Işığı açtığım zaman suratının kan içinde olmasına şaşırmıştım. Kavga mı etmişti. Belli bayağı iyi dövmüşlerdi.

"Allah belanı vermis sanırım, suratına bakılırsa.. Ah! Beddualarım tutmuş, ne kadar hayırlı insanım ya.."

"Ben senin için adam döveyim sen böyle konuş, tabi a*m*na koyım."

"Sen mi dövdün adam" kahkaha atıp konuşmaya devam ettim, "Olum senin yüzünü benzetmişler bana 'dayak yedim diyosun.' demiyorsunda"

"Attığım yumruğu görseydin böyle demezdin kızım!"

Ona 'yav he he' bakışlarımdan yollayıp yanına oturdum. İkimizinde yerde yanyana oturması garipti. "Şimdi burdan kalkıp nerden girdiysen ordan çıkıyosun. Kapiş?"

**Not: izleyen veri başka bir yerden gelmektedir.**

PR #277, opened 2026-06-22
feat(cli): add workflow history command with terminal waterfall

bnchrch:
## Overview

- New CLI command `output workflow history <workflowId>` renders a run's step timeline as a terminal **waterfall** — each step positioned by start offset and sized by duration — mirroring the Agents HQ "Timeline" view.
- Pages `GET /workflow/{id}/history` (50 events/page, follows `nextPageToken`, pins the resolved `runId`) and correlates the flat Temporal events into per-step spans: opens on `ACTIVITY_TASK_SCHEDULED`, attaches STARTED/terminal events, handles child workflows, and filters framework noise (`__internal#`, `$shared#callWebhook`).
- Parallel fan-outs of the same step are numbered `#1..#N`; the time axis auto-scales its ticks.
- **Output modes** — default text waterfall; `--format json` emits structured `{ workflow, runId, totalDurationMs, spans }`; `--raw` dumps the endpoint's verbatim response. Plus `--run-id`, `--include-payloads`, `--width`, and `--no-color`.

The event→span correlation and tick/bar geometry are a TypeScript port of Atlas's existing `OutputWorkflows::WorkflowHistory::Correlator` + `StepGantt`, which consume this same endpoint.

## Preview

Representative render (sample data, `--no-color`):

```
content-brief-generator · run 2fe0b36b · completed · 2m29s

                       0            30s            1m           1m30s                       2m
Compress Text          █████████████                                                             27s
Fetch Serp Results                  █                                                             2s
Scrape Serp Page #1                  ▏                                                            1s
Scrape Serp Page #2                  ████                                                         8s
Scrape Serp Page #4                  ██████                                                      13s
Scrape Serp Page #9                   ███████                                                    15s
Extract Page Topics #1                     █████                                                 11s
Extract Page Topics #3                     ██████                                                13s
Synthesize Coverage                              ██████████████████████████████████            1m12s
Generate Brief                                                                      ████████     16s
Emit Workflow Event                                                                        ▏     0ms
```

(rows trimmed for brevity; real runs show every step)

## Test plan

- [x] `npx eslint` — clean on all new files
- [x] `npx tsc --noEmit` — no type errors in the new files (pre-existing repo errors are from uninstalled workspace deps, unrelated)
- [x] `vitest run` — 19 new unit tests pass (correlator, span_labels, waterfall, command); sibling `workflow status` / `runs list` specs still green
- [x] `output workflow history --help` — command + flags register under the `workflow` topic
- [x] Manual smoke against a live API — `OUTPUT_API_URL` / `OUTPUT_API_AUTH_TOKEN` weren't available in my env; please run against a real run and cross-check durations/ordering vs the Agents HQ Timeline

## Notes for reviewers

- **Re-implemented Atlas's event→span correlation in TS rather than sharing one implementation.** The ticket was CLI-scoped and the endpoint returns raw Temporal events; Atlas correlates them in Ruby. `correlator.ts` is kept structurally faithful to the Ruby `Correlator`/`Span` so the two stay easy to diff. A future consolidation would be a server-side derived `spans` view both consume.
- **Step labels are humanized `activityType.name` (`capitalCase`), not catalog descriptions** — the CLI has no step catalog. Matches the UI for the common case.

Closes OUT-424


sdk/cli/src/services/workflow_history.ts
```diff
@@ -0,0 +1,130 @@
...
+
+export interface WorkflowMeta {
+  workflowId?: string;
+  runId?: string;
+  status?: string;
+  startTime?: string;
+  closeTime?: string | null;
+  historyLength?: number;
+  taskQueue?: string;
+  [key: string]: unknown;
```
catsby: What is this `[key: string]: unknown;` supposed to facilitate?

sdk/cli/src/services/workflow_history.ts
```diff
@@ -0,0 +1,130 @@
...
+  workflowId: string,
+  includePayloads: boolean,
+  runId: string | undefined,
+  pageToken: string | undefined,
+  acc: PageAccumulator
+): Promise<PageAccumulator> {
+  const response = await getWorkflowIdHistory( workflowId, { runId, pageSize: PAGE_SIZE, pageToken, includePayloads } );
+  if ( !response ) {
+    throw new Error( 'Failed to connect to API server. Is it running?' );
+  }
```
catsby: I believe this is dead code; `getWorkflowIdHistory()` calls `customFetchInstance()` which either returns a truthy object or throws. The `!response.data` guard is good though

catsby (approved):
There's a lot here but overall good

sdk/cli/src/services/workflow_history.ts
bnchrch: It was only there so the generated opaque `data.workflow` (`{ [key: string]: unknown }`) would cast to `WorkflowMeta`. Dropped it — now narrowing via `as unknown as` at the single cast site, which also tightens the type so field typos get caught. Fixed in 2b6719d10.

sdk/cli/src/services/workflow_history.ts
bnchrch: Good catch — removed. Kept the `!response.data` guard since `response.json()` can still resolve `undefined`. 2b6719d10

PR #280, opened 2026-06-22
fix(docs): escape MDX in generated changelog so the page renders (OUT-490)

bnchrch:
## Problem

The changelog at [docs.output.ai/changelog](https://docs.output.ai/changelog) rendered its intro but listed **no releases**, despite `releases.json` holding all 23 (v0.1.1 → v0.8.0).

Root cause: `regenerate.mjs` injects raw changeset summaries into MDX. A dependency-bump summary contains **bare `<` in prose** — `vite@>=7.1.0 <=7.3.1`, `hono@<4.12.12`, `Unescaped </style>`. MDX reads `<` as the start of a JSX tag and throws (`Unexpected character "=" before name`), which drops the whole `changelog/index` page. The old design hid this behind an imported snippet (`<Changelog/>`): the parse error broke the *snippet* compile, so the page kept its intro while the changelog rendered empty.

## Solution

- **`renderer.mjs`** — add `escapeMdxText()` and apply it to each changeset summary. Escapes `<`→`&lt;` and `{`→`&#123;` in prose only, leaving inline-code spans and fenced blocks verbatim. This is the fix that makes the page parse.
- **`changelog/index.mdx` + `regenerate.mjs`** — inline the generated `<Update>` blocks directly into the page between `AUTO-GENERATED` markers (Mintlify's canonical changelog shape), via an idempotent read→splice→write that fails loudly if the markers are missing. Removes the imported snippet (`docs/guides/snippets/changelog.mdx` deleted).
- **CI** — new `ops/assert_changelog_synced.sh`, run in both `docs_regenerate.yml` jobs: asserts the markers exist and the `<Update>` count matches the release count.

## Proof

`mint dev` (`./run.sh docs:mint`), `/changelog`:

- **Before:** `parsing error ./changelog/index.mdx:619:17 - Unexpected character "=" before name` → page 404s.
- **After:** intro + all 23 `<Update>` cards (v0.8.0 → v0.1.1) render; escaped `&lt;=` displays correctly as `<=` (`vite@>=7.1.0 <=7.3.1: >=7.3.2`).

## Test plan

- [x] `./run.sh docs:mint` → `/changelog` renders all 23 releases (browser-verified), no 404
- [x] `./ops/regenerate_docs.sh` is idempotent (second run → no `git diff`); no generator/formatter drift
- [x] `./ops/assert_changelog_synced.sh` passes; negative-tested (count mismatch + missing marker both exit 1)
- [x] `node --check` on both scripts; changed `.mjs` conforms to the eslint ruleset (no `let`, max-len ≤150)
- [ ] `npm run lint` / CI (not run locally — empty `node_modules` in worktree)

## Notes for reviewers

- **Inlined the `<Update>` blocks and deleted the snippet** (beyond the minimal escape fix) — it's Mintlify's canonical changelog pattern, aligns with `docs_regenerate.yml`'s existing `git add docs/guides/changelog`, and turns any future parse error into a loud 404 instead of a silent empty component.
- **The CI assertion guards empty/desync, not MDX parse errors** — `escapeMdxText` is the actual regression guard for this bug class. A full `mint` build check in CI was considered and deferred.

Closes OUT-490


catsby (approved):
I verified this works. Is it in scope to see if we can add links into the changelog entries? Looking at this, nothing is clickable to take me to the PR that made the change. Is that something we can set in `changesets`? Just curious if it's an easy toggle or something, we can do a follow-up if it's not

Image

bnchrch:
@catsby Ill create a follow up PR to do the PR linking.

Essentially we'd have to rely on commit history to retroactively do this and/or update how our changesets get generated.

PR #635, opened 2024-01-31
added CONTRIBUTING.md and CODE_OF_CONDUCT.md files.

PawelPawelec-RDX:
we keep tests in separate repository (test-harness) so it'd make sense to point ppl there and ask them to verify/write new tests and also regenerate client if they add any changes.


krzlabrdx (approved):

dhedey (approved):
Looks good! Can we also update the contributing section of the readme to point there?

PR #636, opened 2024-01-31
add PermanentlyRejectsAtEpoch to transaction status response.

PawelPawelec-RDX:


src/RadixDlt.NetworkGateway.GatewayApi/gateway-api-schema.yaml
```diff
@@ -2662,6 +2662,9 @@ components:
               type: integer
               format: int64
               nullable: true
+            permanently_rejects_at_epoch:
```
krzlabrdx, line 2665: 1. This should result in API version bump.
2. This is a property of a specific payload, i.e. it should belong to `known_payloads` collection items.
3. The description isn't super clear to me. I'd be more verbose in this case. Say "The epoch number at witch the transaction payload is guaranteed to get permanently rejected by the Network due to exceeded epoch range/validity" or something similar? We should make it clear this is some of guideline for the end client.

src/RadixDlt.NetworkGateway.PostgresIntegration/Services/PendingTransactionResponseAggregator.cs
```diff
@@ -0,0 +1,292 @@
...
+ * Work. You assume all risks associated with Your use of the Work and the exercise of
+ * permissions under this License.
+ */
+
+using RadixDlt.NetworkGateway.Abstractions.Model;
+using System;
+using System.Collections.Generic;
+using System.Linq;
+
+namespace RadixDlt.NetworkGateway.PostgresIntegration.Services;
```
krzlabrdx, line 70: Note for future us: if we decide to extract some logic to a separate file could we do that in two commits where the first one moves the logic as-is whereas another one adds/modifies whatever we're working on? Would be much easier to review.

krzlabrdx (changes requested):

src/RadixDlt.NetworkGateway.GatewayApi/gateway-api-schema.yaml
PawelPawelec-RDX: 1. it's open discussion what API version is. 
2. are you sure it's not part of intent? i'm almost certain it is.
3. fixed.

krzlabrdx: 1. Yeah, there are some discussion in this area but still any API extension should result in version bump. It always did.
2. Oh, yes. My mistake!

src/RadixDlt.NetworkGateway.PostgresIntegration/Services/PendingTransactionResponseAggregator.cs
```diff
@@ -0,0 +1,292 @@
...
+            GatewayApiSdk.Model.TransactionPayloadStatus.Pending =>
+                "This particular payload for this transaction has been accepted into a node's mempool on the network. It's possible but not certain that it will be committed to this network.",
+        };
+    }
+
+    private string GetIntentStatusDescription(GatewayApiSdk.Model.TransactionIntentStatus intentStatus)
+    {
+        return intentStatus switch
+        {
+            GatewayApiSdk.Model.TransactionIntentStatus.Unknown =>
```
krzlabrdx, line 276: Please use `GatewayModel = RadixDlt.GatewayApiSdk.Model` to keep the codebase consistent.

src/RadixDlt.NetworkGateway.PostgresIntegration/Services/PendingTransactionResponseAggregator.cs
```diff
@@ -0,0 +1,292 @@
...
+            GatewayApiSdk.Model.TransactionIntentStatus.Unknown => GatewayApiSdk.Model.TransactionStatus.Unknown,
+            GatewayApiSdk.Model.TransactionIntentStatus.CommittedSuccess => GatewayApiSdk.Model.TransactionStatus.CommittedSuccess,
+            GatewayApiSdk.Model.TransactionIntentStatus.CommittedFailure => GatewayApiSdk.Model.TransactionStatus.CommittedFailure,
+            GatewayApiSdk.Model.TransactionIntentStatus.CommitPendingOutcomeUnknown => GatewayApiSdk.Model.TransactionStatus.Pending,
+            GatewayApiSdk.Model.TransactionIntentStatus.PermanentlyRejected => GatewayApiSdk.Model.TransactionStatus.Rejected,
+            GatewayApiSdk.Model.TransactionIntentStatus.LikelyButNotCertainRejection => GatewayApiSdk.Model.TransactionStatus.Pending,
+            GatewayApiSdk.Model.TransactionIntentStatus.Pending => GatewayApiSdk.Model.TransactionStatus.Pending,
+        };
+
+        var statusesToReturnPermanentlyRejectsAtEpoch = new[]
```
krzlabrdx, line 230: This should be a static readonly value, not a variable.

krzlabrdx (changes requested):

src/RadixDlt.NetworkGateway.PostgresIntegration/Services/PendingTransactionResponseAggregator.cs
PawelPawelec-RDX: well it's the only place where it's used. separating it from usage will only make you jump between two places and harder to read the code. I see no benefit from doing that.

src/RadixDlt.NetworkGateway.GatewayApi/gateway-api-schema.yaml
PawelPawelec-RDX: 1. well it should result but we always matched it with release version, so in this case that would be 2.0.0

src/RadixDlt.NetworkGateway.PostgresIntegration/Services/PendingTransactionResponseAggregator.cs
krzlabrdx: This is static, constant value, not a variable. Feel free to define it as static within the narrowest possible scope. We don't have to allocate it on every single usage.

src/RadixDlt.NetworkGateway.GatewayApi/gateway-api-schema.yaml
```diff
@@ -1662,6 +1658,13 @@ components:
     # Common Response Types
     #
 
+    Epoch:
+      nullable: true
```
krzlabrdx, line 1662: Ah, damn it... this is invalid. Or rather... this is invalid name if it is meant to be nullable type. Right now we can't use this type where epoch is a mandatory property. Maybe let's just copy this definition to those two types.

"Şu yüzümle beni geri mi gönderiyorsun?" acınası bir halde olan yüzüne tekrar baktığım da vücuduma gelen titreme ile gözlerimi yüzünden çekip duvara bakmaya devam ettim.

"Dövülürken bana mı sordun?" sinsice kıkırdayıp ona döndüğümde gözlerini devirdi.

"Boşuna sana insafsızın kızı demedim ben. İnsafsızsın çünkü!"

"Aaa manyakmısın be, dövülmeseydin o zaman. Adama bak ya gidiyor dövülüyor sonra geliyor bana çatıyor..." sinirle ayağa kalkıp ona döndüm. "Bir kişiyi dövemedin mi yoksa Ateş prens?"

"Altı kişilerde İkra hanım.." gözlerim'in kocaman olduğuna emindim. Altı kişi neydi abi? Yuh.

Altı kişi, bu altı kişinin tamamı böyle kaslı maslı odun olsa. Hadi altısıda olmasın diyelim dört tanesi öyle. Geriye kalan iki taneside cılız olsa. Aman Allahım, onlardan kurtulduğunu bile şükredebilir. Ben olsaydım orada kesinlikle altlarında kalabilirdim.

"İkra, hu hu. Kızım nereye gittin" önümde sallanan el ile kendime geldiğimde Ateş'e geri döndüm.

"Hepsi kaslımıydı? Böyle odunsu tavırlar filan?"Ateş kısık gözleri ile bana bakınca bir adım geriledim.

"Hee,  hele biri vardı İkra. Off görmen lazım adam vurdumu duvara çarptırıyordu.. Kızım kafanda tahta filan mı eksik. N'apıcaksın sen o p*ç'leri?"dalga geçtiğini anladığımda omzuna vurup gerilemesini sağladım. Aklımda sıraladığım bir ton laf'ları söyleyeceğim sırada duyduğun şey ile kapıya döndüm.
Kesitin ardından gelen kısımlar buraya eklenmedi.